Required work: Show all lines from the listing below that contain "function".

Data for analysis:

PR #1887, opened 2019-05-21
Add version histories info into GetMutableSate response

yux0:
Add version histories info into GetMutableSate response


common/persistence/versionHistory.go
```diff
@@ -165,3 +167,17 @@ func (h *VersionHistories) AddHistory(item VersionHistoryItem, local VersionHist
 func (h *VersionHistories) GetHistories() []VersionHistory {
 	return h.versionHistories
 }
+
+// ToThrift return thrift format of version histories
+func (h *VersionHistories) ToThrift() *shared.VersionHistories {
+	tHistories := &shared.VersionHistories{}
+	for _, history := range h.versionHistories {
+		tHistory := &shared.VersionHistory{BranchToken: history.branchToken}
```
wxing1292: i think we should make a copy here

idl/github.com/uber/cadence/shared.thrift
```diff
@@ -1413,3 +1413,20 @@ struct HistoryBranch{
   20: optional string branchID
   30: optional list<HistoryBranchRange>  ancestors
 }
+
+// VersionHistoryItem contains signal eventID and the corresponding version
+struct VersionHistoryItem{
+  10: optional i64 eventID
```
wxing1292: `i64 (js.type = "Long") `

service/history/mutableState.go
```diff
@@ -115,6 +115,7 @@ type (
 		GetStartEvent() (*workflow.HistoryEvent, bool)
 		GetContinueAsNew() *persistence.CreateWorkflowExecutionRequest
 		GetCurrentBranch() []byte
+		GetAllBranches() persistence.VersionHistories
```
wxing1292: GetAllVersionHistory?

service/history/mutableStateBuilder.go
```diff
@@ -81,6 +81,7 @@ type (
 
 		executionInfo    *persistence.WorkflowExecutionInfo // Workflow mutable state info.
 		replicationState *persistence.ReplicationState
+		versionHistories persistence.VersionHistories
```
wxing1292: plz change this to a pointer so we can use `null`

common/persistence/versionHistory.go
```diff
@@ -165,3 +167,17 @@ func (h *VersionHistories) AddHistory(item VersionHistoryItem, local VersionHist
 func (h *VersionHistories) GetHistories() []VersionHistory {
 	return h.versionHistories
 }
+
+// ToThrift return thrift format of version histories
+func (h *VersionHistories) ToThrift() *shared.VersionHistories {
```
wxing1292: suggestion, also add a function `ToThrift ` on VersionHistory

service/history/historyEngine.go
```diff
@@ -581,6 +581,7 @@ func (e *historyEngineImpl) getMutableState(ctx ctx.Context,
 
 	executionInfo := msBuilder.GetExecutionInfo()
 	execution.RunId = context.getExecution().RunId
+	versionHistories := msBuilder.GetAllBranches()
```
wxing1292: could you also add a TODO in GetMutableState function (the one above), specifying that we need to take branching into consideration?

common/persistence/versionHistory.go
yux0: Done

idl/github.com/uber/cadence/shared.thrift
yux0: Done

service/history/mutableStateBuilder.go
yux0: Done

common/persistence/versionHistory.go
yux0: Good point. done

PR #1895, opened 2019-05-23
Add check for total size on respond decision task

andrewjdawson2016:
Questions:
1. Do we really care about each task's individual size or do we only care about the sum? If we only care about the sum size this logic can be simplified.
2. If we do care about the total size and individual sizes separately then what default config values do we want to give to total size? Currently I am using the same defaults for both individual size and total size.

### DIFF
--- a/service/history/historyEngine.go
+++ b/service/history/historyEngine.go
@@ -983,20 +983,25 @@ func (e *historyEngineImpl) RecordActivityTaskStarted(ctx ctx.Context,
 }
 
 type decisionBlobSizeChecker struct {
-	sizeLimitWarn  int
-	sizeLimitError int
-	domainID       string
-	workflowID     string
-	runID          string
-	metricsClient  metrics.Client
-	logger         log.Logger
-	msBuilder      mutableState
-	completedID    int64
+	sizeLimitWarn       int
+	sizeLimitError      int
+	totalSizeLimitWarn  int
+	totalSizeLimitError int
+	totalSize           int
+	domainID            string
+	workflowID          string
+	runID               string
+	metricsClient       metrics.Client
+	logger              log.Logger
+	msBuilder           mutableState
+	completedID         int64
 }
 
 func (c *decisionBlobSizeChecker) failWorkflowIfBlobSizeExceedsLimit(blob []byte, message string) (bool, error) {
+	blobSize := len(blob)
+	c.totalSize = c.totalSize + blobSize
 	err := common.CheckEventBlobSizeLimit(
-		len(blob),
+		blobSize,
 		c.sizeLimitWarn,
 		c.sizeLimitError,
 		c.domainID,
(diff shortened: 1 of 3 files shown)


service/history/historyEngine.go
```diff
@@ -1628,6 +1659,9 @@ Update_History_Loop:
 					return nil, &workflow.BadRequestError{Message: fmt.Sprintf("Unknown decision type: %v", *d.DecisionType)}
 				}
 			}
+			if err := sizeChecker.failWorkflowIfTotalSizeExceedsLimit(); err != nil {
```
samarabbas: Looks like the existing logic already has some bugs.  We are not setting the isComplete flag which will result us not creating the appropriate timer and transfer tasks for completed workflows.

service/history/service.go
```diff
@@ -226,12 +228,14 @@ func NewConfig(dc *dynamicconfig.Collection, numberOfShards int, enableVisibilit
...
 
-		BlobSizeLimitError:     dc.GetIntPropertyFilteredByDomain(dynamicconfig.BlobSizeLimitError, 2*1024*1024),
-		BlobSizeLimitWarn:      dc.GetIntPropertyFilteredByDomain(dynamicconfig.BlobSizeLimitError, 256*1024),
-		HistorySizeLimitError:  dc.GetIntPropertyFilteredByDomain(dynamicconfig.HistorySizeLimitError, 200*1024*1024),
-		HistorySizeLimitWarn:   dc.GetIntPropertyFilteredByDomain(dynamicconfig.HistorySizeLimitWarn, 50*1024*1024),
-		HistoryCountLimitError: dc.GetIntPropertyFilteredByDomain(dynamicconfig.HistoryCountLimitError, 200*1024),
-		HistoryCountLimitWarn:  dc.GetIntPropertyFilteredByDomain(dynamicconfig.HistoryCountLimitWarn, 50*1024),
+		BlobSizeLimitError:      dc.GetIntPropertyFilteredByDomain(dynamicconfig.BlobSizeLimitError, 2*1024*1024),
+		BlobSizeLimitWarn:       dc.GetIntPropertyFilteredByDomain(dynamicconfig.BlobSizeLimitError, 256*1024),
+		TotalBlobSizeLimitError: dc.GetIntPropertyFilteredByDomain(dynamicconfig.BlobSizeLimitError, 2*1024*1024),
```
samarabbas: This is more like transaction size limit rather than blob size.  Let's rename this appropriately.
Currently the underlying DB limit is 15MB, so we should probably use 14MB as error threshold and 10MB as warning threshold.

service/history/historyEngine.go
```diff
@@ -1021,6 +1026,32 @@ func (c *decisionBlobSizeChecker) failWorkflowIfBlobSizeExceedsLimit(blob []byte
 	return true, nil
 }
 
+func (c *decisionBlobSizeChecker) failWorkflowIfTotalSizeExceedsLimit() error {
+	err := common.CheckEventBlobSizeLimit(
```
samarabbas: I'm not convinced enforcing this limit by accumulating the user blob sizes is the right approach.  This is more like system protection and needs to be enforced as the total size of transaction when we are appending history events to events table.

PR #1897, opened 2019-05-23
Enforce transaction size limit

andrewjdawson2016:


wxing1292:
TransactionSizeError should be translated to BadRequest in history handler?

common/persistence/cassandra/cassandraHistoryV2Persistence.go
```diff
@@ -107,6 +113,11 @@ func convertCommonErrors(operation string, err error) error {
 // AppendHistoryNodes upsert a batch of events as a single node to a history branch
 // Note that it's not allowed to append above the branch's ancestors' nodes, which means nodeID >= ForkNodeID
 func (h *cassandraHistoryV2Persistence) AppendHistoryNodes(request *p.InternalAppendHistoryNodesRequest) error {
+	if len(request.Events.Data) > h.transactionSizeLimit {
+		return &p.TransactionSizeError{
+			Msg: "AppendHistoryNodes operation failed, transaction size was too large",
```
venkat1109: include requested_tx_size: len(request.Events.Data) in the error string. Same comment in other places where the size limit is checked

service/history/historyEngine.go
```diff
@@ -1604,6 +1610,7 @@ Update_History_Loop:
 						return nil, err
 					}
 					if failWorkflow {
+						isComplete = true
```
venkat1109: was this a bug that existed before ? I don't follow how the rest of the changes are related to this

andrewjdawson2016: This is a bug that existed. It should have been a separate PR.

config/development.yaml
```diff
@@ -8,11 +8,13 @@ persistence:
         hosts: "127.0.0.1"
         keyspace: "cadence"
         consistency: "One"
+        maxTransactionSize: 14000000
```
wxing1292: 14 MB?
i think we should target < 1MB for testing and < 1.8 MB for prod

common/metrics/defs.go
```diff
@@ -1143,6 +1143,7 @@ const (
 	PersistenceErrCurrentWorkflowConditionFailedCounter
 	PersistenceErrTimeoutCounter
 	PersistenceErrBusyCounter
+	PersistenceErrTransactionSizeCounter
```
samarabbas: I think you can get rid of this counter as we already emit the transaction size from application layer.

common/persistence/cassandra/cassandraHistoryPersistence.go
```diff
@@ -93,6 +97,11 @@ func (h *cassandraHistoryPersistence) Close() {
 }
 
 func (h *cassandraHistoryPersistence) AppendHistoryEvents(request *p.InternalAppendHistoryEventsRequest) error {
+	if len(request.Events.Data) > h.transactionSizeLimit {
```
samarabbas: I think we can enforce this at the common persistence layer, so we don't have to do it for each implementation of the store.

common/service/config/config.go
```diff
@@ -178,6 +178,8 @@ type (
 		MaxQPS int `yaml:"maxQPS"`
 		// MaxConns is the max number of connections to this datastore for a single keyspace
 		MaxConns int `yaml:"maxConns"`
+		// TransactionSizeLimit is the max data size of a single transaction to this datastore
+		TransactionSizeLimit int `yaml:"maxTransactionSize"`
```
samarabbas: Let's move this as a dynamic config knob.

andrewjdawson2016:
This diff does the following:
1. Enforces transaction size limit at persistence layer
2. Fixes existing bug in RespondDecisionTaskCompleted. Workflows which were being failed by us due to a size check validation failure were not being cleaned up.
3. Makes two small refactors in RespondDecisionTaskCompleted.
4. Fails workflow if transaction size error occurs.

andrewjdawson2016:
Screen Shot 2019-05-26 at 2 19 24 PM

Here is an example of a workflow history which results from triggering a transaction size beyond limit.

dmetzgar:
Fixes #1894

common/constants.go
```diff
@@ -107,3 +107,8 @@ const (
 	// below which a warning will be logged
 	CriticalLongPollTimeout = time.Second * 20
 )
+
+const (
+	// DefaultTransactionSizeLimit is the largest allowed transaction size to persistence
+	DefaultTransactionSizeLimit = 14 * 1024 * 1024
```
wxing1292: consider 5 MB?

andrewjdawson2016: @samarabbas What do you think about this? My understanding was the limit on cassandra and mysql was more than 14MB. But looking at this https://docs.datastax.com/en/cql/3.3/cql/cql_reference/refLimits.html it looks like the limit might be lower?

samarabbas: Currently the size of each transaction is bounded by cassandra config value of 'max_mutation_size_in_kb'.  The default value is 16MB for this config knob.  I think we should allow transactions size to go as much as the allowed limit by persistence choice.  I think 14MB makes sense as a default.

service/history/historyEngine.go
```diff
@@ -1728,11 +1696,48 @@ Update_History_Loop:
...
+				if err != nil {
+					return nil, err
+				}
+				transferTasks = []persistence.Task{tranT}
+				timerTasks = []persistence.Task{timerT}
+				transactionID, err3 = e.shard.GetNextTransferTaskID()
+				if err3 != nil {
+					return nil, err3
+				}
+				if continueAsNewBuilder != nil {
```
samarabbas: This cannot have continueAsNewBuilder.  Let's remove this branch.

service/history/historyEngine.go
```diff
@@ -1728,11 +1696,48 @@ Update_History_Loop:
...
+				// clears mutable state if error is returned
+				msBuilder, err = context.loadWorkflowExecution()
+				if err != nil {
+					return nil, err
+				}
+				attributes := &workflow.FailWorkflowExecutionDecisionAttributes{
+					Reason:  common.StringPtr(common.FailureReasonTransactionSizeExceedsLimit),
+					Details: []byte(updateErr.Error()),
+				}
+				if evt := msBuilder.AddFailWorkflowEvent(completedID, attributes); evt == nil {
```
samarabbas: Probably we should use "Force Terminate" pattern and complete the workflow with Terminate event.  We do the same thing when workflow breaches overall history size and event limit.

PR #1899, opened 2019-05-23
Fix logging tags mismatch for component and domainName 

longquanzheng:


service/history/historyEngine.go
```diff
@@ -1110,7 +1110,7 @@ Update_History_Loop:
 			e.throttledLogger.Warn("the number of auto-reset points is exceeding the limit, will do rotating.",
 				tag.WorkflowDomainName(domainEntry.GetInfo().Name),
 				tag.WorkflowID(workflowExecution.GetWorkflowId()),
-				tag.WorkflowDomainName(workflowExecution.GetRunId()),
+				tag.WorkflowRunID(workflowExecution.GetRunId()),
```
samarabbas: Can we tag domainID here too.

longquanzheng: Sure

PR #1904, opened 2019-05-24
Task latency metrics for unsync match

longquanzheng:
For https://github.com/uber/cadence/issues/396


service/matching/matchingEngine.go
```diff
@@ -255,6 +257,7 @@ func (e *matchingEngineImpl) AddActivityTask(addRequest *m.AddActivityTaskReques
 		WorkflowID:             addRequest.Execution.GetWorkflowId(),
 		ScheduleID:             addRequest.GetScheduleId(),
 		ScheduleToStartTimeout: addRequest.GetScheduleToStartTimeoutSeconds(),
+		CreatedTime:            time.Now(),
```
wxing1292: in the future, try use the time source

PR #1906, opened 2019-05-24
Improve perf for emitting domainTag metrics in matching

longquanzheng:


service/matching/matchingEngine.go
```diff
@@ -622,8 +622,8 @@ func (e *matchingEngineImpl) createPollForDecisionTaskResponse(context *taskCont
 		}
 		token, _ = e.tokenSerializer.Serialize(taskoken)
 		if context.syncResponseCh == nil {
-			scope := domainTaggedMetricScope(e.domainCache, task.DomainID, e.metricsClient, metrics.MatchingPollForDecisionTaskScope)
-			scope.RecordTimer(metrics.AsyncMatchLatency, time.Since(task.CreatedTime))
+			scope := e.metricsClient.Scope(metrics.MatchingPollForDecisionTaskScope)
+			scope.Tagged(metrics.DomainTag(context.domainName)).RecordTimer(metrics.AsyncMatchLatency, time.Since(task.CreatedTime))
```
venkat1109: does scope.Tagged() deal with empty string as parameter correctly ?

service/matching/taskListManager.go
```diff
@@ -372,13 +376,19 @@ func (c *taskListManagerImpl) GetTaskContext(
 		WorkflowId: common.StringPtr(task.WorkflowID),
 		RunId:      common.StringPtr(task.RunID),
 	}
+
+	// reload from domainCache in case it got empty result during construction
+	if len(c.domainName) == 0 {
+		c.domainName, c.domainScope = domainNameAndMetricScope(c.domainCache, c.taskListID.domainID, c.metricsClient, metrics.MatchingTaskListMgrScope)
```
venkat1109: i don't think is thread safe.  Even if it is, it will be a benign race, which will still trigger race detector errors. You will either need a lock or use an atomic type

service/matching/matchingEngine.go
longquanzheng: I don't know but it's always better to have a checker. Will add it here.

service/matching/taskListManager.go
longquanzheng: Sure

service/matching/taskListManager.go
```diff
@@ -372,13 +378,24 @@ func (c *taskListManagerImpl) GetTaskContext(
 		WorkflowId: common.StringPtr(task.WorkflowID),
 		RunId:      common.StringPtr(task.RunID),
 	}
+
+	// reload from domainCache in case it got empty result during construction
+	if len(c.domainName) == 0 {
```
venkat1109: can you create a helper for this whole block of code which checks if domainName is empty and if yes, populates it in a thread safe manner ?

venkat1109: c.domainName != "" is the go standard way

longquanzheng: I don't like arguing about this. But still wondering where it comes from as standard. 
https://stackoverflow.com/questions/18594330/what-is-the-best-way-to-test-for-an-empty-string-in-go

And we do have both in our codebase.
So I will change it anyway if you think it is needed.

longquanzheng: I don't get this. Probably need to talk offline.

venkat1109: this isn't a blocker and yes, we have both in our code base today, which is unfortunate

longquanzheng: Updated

The answer:
wxing1292: suggestion, also add a function `ToThrift ` on VersionHistory
wxing1292: could you also add a TODO in GetMutableState function (the one above), specifying that we need to take branching into consideration?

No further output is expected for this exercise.